Scan the listing below. Return every line containing the string "caused".
————
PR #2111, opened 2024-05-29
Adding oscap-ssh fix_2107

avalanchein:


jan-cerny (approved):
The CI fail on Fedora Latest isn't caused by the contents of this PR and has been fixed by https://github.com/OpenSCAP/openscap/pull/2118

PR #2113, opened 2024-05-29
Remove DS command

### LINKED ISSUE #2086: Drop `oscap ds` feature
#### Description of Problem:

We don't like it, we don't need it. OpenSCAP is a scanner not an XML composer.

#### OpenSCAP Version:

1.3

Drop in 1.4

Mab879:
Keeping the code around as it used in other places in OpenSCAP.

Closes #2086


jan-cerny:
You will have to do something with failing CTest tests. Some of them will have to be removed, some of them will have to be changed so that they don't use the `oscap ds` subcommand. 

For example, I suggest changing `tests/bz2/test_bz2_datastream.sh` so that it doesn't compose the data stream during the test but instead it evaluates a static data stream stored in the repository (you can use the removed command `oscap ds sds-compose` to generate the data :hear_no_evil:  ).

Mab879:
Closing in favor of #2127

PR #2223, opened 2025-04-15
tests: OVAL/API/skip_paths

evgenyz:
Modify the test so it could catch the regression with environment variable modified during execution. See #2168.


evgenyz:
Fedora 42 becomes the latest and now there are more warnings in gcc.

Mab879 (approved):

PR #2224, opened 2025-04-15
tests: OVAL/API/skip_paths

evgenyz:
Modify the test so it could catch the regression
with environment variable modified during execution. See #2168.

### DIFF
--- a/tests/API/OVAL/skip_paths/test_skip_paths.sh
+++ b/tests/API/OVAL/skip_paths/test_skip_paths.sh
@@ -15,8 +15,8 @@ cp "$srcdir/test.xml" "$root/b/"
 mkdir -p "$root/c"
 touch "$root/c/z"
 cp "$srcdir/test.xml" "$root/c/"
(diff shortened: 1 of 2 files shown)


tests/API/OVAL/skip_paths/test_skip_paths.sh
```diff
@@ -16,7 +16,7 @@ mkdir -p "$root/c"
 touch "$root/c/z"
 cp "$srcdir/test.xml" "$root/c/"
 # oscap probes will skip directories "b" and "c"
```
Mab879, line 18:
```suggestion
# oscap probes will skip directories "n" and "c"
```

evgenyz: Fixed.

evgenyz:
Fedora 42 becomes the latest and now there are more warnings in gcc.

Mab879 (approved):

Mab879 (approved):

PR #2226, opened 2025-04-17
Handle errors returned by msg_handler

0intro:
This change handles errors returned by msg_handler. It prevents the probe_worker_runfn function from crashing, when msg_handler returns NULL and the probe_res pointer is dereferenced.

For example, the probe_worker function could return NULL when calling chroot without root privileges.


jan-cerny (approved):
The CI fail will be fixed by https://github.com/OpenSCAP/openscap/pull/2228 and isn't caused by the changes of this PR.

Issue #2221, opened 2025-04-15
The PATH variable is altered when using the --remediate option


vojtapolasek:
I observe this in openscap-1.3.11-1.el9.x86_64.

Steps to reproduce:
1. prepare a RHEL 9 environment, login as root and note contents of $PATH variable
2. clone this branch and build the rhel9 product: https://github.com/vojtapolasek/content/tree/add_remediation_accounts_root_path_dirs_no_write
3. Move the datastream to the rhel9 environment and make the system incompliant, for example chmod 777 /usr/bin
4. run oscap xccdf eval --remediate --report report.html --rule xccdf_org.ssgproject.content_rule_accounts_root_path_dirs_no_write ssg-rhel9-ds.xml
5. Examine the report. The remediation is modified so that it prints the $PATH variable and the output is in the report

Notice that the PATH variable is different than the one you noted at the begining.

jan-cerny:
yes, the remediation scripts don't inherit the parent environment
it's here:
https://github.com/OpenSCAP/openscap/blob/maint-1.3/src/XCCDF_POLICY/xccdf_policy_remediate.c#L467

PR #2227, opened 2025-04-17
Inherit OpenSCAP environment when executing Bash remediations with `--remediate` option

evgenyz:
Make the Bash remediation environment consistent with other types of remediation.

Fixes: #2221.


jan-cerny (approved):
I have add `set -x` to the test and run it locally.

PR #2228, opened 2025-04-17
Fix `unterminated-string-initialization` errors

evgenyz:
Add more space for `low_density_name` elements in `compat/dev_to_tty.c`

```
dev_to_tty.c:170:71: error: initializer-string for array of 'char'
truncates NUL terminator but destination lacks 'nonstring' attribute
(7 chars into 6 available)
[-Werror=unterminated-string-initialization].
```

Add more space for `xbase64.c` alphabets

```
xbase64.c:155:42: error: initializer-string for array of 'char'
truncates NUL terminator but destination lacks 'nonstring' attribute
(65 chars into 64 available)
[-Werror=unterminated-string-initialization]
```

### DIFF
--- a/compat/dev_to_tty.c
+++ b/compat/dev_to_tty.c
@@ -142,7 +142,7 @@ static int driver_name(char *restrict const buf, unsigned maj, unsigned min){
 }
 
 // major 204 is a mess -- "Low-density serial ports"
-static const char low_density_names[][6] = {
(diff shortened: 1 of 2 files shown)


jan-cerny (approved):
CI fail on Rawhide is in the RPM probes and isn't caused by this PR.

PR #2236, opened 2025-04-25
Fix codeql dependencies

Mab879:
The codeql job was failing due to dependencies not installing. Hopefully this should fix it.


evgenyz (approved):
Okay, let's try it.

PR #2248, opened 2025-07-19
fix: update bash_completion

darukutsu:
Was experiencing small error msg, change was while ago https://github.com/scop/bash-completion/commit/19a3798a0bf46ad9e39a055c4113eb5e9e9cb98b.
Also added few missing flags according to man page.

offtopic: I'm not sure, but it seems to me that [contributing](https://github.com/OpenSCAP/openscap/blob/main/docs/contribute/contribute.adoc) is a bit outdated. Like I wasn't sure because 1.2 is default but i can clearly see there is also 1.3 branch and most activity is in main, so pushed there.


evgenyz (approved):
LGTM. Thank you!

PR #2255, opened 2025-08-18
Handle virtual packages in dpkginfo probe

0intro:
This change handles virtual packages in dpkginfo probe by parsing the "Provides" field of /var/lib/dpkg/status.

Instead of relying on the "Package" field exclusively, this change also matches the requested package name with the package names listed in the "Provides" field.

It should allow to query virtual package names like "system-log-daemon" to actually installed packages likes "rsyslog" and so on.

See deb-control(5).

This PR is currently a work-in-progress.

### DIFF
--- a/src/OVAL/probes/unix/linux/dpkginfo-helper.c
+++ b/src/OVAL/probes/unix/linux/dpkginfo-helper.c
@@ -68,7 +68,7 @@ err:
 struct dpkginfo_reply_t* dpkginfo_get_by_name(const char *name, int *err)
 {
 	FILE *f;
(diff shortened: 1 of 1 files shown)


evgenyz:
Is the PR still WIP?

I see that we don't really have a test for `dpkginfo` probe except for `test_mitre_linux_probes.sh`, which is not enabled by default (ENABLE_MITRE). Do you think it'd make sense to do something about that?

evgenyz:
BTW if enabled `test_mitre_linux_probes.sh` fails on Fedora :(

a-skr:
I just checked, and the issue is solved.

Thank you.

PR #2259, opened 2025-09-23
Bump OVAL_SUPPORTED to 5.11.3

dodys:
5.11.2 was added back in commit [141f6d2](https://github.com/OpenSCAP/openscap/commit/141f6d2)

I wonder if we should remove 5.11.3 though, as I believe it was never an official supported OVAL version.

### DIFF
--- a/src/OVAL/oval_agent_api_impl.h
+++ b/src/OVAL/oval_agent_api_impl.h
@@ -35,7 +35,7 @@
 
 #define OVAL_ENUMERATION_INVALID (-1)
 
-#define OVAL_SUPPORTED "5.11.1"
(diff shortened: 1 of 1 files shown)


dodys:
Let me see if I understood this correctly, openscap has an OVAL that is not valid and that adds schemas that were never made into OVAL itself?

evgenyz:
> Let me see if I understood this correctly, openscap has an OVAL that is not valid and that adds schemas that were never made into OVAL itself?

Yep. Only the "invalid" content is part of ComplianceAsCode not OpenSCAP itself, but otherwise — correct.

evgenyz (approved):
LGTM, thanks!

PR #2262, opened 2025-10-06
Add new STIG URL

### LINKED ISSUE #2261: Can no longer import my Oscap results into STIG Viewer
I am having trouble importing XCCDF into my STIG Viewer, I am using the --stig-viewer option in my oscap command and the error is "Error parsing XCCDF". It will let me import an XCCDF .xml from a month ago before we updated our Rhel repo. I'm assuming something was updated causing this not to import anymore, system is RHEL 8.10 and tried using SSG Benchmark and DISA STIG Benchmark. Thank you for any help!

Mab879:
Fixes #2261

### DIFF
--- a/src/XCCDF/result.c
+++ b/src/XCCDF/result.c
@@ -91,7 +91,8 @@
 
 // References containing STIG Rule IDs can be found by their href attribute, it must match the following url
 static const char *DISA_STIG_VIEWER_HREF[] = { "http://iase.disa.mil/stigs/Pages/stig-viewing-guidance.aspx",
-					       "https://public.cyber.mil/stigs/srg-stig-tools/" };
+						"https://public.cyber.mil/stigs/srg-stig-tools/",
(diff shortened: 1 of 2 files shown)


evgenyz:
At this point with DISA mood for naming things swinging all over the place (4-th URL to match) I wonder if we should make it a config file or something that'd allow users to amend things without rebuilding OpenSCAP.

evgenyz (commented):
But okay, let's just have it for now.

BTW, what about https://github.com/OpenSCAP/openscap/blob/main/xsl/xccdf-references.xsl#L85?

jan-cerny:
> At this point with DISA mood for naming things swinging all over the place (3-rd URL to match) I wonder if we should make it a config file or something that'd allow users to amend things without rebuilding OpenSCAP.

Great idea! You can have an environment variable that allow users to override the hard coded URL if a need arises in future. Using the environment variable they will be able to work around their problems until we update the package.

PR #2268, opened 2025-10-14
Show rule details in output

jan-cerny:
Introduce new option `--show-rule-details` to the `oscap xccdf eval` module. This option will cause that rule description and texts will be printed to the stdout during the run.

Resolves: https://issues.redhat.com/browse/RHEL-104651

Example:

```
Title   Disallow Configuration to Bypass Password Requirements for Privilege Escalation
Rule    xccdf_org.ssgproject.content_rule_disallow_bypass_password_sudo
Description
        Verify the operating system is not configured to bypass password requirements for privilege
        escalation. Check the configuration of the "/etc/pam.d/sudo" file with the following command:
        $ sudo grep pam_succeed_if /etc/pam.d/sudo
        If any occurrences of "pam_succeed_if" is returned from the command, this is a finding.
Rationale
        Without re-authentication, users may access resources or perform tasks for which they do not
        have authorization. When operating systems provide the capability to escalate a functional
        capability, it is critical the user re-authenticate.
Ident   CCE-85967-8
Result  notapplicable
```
————
### [Your solution]
The CI fail on Fedora Latest isn't caused by the contents of this PR and has been fixed by https://github.com/OpenSCAP/openscap/pull/2118
The CI fail will be fixed by https://github.com/OpenSCAP/openscap/pull/2228 and isn't caused by the changes of this PR.
CI fail on Rawhide is in the RPM probes and isn't caused by this PR.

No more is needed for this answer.